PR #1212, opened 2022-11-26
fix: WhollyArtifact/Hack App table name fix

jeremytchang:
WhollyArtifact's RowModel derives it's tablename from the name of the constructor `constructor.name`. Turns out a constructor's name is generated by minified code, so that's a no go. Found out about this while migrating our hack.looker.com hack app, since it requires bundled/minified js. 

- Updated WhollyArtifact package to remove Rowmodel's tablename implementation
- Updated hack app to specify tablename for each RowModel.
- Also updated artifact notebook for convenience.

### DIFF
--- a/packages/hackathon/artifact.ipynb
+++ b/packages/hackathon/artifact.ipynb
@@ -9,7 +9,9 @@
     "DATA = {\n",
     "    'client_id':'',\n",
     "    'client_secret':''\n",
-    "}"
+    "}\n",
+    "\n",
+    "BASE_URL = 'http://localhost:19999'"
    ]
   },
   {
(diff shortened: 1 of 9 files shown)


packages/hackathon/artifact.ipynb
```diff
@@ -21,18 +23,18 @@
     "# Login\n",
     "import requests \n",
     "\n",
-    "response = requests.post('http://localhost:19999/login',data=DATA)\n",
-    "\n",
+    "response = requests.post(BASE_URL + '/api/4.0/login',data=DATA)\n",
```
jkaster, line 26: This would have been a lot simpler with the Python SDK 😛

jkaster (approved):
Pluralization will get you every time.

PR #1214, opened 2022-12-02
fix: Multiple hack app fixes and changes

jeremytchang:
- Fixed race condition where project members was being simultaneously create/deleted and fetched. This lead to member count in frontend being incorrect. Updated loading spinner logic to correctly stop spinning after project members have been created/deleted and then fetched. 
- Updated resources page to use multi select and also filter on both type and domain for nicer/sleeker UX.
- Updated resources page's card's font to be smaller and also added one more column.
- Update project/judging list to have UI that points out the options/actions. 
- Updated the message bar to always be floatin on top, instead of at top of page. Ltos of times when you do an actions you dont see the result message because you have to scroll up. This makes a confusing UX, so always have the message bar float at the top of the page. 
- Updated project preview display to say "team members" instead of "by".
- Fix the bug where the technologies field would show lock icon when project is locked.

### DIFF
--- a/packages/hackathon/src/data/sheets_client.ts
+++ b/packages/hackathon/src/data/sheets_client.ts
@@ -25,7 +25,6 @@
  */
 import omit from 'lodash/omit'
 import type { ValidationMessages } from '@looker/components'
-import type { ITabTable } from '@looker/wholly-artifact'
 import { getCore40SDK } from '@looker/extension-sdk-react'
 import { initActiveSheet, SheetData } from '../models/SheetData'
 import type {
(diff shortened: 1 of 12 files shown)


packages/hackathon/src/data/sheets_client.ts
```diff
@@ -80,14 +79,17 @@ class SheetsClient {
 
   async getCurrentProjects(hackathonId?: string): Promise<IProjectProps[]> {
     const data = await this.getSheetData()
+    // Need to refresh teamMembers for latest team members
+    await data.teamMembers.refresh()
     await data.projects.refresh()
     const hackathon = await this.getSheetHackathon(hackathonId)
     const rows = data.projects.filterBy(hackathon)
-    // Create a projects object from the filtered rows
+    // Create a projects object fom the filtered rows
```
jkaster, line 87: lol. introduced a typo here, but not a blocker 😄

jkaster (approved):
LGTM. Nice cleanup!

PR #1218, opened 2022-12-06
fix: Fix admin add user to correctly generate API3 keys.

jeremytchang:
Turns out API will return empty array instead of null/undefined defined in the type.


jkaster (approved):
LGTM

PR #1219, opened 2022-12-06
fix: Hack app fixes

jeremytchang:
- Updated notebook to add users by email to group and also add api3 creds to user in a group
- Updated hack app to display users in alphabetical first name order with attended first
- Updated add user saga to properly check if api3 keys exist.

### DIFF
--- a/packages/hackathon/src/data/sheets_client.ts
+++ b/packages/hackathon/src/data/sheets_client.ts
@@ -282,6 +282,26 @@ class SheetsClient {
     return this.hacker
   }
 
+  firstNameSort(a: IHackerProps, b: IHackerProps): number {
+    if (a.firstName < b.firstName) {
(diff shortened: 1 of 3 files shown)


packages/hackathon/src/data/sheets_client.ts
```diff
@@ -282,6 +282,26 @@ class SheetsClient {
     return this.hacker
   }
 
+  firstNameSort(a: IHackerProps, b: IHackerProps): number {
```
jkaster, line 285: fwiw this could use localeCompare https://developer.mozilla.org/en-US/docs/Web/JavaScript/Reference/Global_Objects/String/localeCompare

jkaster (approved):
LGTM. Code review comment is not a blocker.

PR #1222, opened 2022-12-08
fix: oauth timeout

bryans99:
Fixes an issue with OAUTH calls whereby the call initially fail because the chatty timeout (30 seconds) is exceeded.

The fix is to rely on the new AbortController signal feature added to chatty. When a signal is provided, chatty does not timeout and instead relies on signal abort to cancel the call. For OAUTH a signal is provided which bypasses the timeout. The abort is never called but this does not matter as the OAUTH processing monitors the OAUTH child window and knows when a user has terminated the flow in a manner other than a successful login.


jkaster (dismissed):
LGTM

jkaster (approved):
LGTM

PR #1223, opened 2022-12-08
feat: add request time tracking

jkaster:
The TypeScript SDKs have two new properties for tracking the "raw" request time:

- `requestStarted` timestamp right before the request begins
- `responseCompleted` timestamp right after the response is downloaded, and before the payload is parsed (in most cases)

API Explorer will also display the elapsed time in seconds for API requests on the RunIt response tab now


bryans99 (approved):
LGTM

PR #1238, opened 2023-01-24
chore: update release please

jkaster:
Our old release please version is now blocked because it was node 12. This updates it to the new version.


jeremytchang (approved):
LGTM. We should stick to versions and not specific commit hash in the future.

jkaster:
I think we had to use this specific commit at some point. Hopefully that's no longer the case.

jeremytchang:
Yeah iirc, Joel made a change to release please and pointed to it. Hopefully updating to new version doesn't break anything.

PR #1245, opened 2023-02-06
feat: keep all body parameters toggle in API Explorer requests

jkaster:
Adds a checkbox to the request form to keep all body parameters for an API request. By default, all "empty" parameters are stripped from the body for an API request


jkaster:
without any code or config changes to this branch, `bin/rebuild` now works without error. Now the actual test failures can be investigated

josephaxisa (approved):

> Exercise brief
Your response must contain all of the records, copied exactly.

> Answer for this exercise
PR #1212, opened 2022-11-26
fix: WhollyArtifact/Hack App table name fix

jeremytchang:
WhollyArtifact's RowModel derives it's tablename from the name of the constructor `constructor.name`. Turns out a constructor's name is generated by minified code, so that's a no go. Found out about this while migrating our hack.looker.com hack app, since it requires bundled/minified js. 

- Updated WhollyArtifact package to remove Rowmodel's tablename implementation
- Updated hack app to specify tablename for each RowModel.
- Also updated artifact notebook for convenience.

### DIFF
--- a/packages/hackathon/artifact.ipynb
+++ b/packages/hackathon/artifact.ipynb
@@ -9,7 +9,9 @@
     "DATA = {\n",
     "    'client_id':'',\n",
     "    'client_secret':''\n",
-    "}"
+    "}\n",
+    "\n",
+    "BASE_URL = 'http://localhost:19999'"
    ]
   },
   {
(diff shortened: 1 of 9 files shown)


packages/hackathon/artifact.ipynb
```diff
@@ -21,18 +23,18 @@
     "# Login\n",
     "import requests \n",
     "\n",
-    "response = requests.post('http://localhost:19999/login',data=DATA)\n",
-    "\n",
+    "response = requests.post(BASE_URL + '/api/4.0/login',data=DATA)\n",
```
jkaster, line 26: This would have been a lot simpler with the Python SDK 😛

jkaster (approved):
Pluralization will get you every time.

PR #1214, opened 2022-12-02
fix: Multiple hack app fixes and changes

jeremytchang:
- Fixed race condition where project members was being simultaneously create/deleted and fetched. This lead to member count in frontend being incorrect. Updated loading spinner logic to correctly stop spinning after project members have been created/deleted and then fetched. 
- Updated resources page to use multi select and also filter on both type and domain for nicer/sleeker UX.
- Updated resources page's card's font to be smaller and also added one more column.
- Update project/judging list to have UI that points out the options/actions. 
- Updated the message bar to always be floatin on top, instead of at top of page. Ltos of times when you do an actions you dont see the result message because you have to scroll up. This makes a confusing UX, so always have the message bar float at the top of the page. 
- Updated project preview display to say "team members" instead of "by".
- Fix the bug where the technologies field would show lock icon when project is locked.

### DIFF
--- a/packages/hackathon/src/data/sheets_client.ts
+++ b/packages/hackathon/src/data/sheets_client.ts
@@ -25,7 +25,6 @@
  */
 import omit from 'lodash/omit'
 import type { ValidationMessages } from '@looker/components'
-import type { ITabTable } from '@looker/wholly-artifact'
 import { getCore40SDK } from '@looker/extension-sdk-react'
 import { initActiveSheet, SheetData } from '../models/SheetData'
 import type {
(diff shortened: 1 of 12 files shown)


packages/hackathon/src/data/sheets_client.ts
```diff
@@ -80,14 +79,17 @@ class SheetsClient {
 
   async getCurrentProjects(hackathonId?: string): Promise<IProjectProps[]> {
     const data = await this.getSheetData()
+    // Need to refresh teamMembers for latest team members
+    await data.teamMembers.refresh()
     await data.projects.refresh()
     const hackathon = await this.getSheetHackathon(hackathonId)
     const rows = data.projects.filterBy(hackathon)
-    // Create a projects object from the filtered rows
+    // Create a projects object fom the filtered rows
```
jkaster, line 87: lol. introduced a typo here, but not a blocker 😄

jkaster (approved):
LGTM. Nice cleanup!

PR #1218, opened 2022-12-06
fix: Fix admin add user to correctly generate API3 keys.

jeremytchang:
Turns out API will return empty array instead of null/undefined defined in the type.


jkaster (approved):
LGTM

PR #1219, opened 2022-12-06
fix: Hack app fixes

jeremytchang:
- Updated notebook to add users by email to group and also add api3 creds to user in a group
- Updated hack app to display users in alphabetical first name order with attended first
- Updated add user saga to properly check if api3 keys exist.

### DIFF
--- a/packages/hackathon/src/data/sheets_client.ts
+++ b/packages/hackathon/src/data/sheets_client.ts
@@ -282,6 +282,26 @@ class SheetsClient {
     return this.hacker
   }
 
+  firstNameSort(a: IHackerProps, b: IHackerProps): number {
+    if (a.firstName < b.firstName) {
(diff shortened: 1 of 3 files shown)


packages/hackathon/src/data/sheets_client.ts
```diff
@@ -282,6 +282,26 @@ class SheetsClient {
     return this.hacker
   }
 
+  firstNameSort(a: IHackerProps, b: IHackerProps): number {
```
jkaster, line 285: fwiw this could use localeCompare https://developer.mozilla.org/en-US/docs/Web/JavaScript/Reference/Global_Objects/String/localeCompare

jkaster (approved):
LGTM. Code review comment is not a blocker.

PR #1222, opened 2022-12-08
fix: oauth timeout

bryans99:
Fixes an issue with OAUTH calls whereby the call initially fail because the chatty timeout (30 seconds) is exceeded.

The fix is to rely on the new AbortController signal feature added to chatty. When a signal is provided, chatty does not timeout and instead relies on signal abort to cancel the call. For OAUTH a signal is provided which bypasses the timeout. The abort is never called but this does not matter as the OAUTH processing monitors the OAUTH child window and knows when a user has terminated the flow in a manner other than a successful login.


jkaster (dismissed):
LGTM

jkaster (approved):
LGTM

PR #1223, opened 2022-12-08
feat: add request time tracking

jkaster:
The TypeScript SDKs have two new properties for tracking the "raw" request time:

- `requestStarted` timestamp right before the request begins
- `responseCompleted` timestamp right after the response is downloaded, and before the payload is parsed (in most cases)

API Explorer will also display the elapsed time in seconds for API requests on the RunIt response tab now


bryans99 (approved):
LGTM

PR #1238, opened 2023-01-24
chore: update release please

jkaster:
Our old release please version is now blocked because it was node 12. This updates it to the new version.


jeremytchang (approved):
LGTM. We should stick to versions and not specific commit hash in the future.

jkaster:
I think we had to use this specific commit at some point. Hopefully that's no longer the case.

jeremytchang:
Yeah iirc, Joel made a change to release please and pointed to it. Hopefully updating to new version doesn't break anything.

PR #1245, opened 2023-02-06
feat: keep all body parameters toggle in API Explorer requests

jkaster:
Adds a checkbox to the request form to keep all body parameters for an API request. By default, all "empty" parameters are stripped from the body for an API request


jkaster:
without any code or config changes to this branch, `bin/rebuild` now works without error. Now the actual test failures can be investigated

josephaxisa (approved):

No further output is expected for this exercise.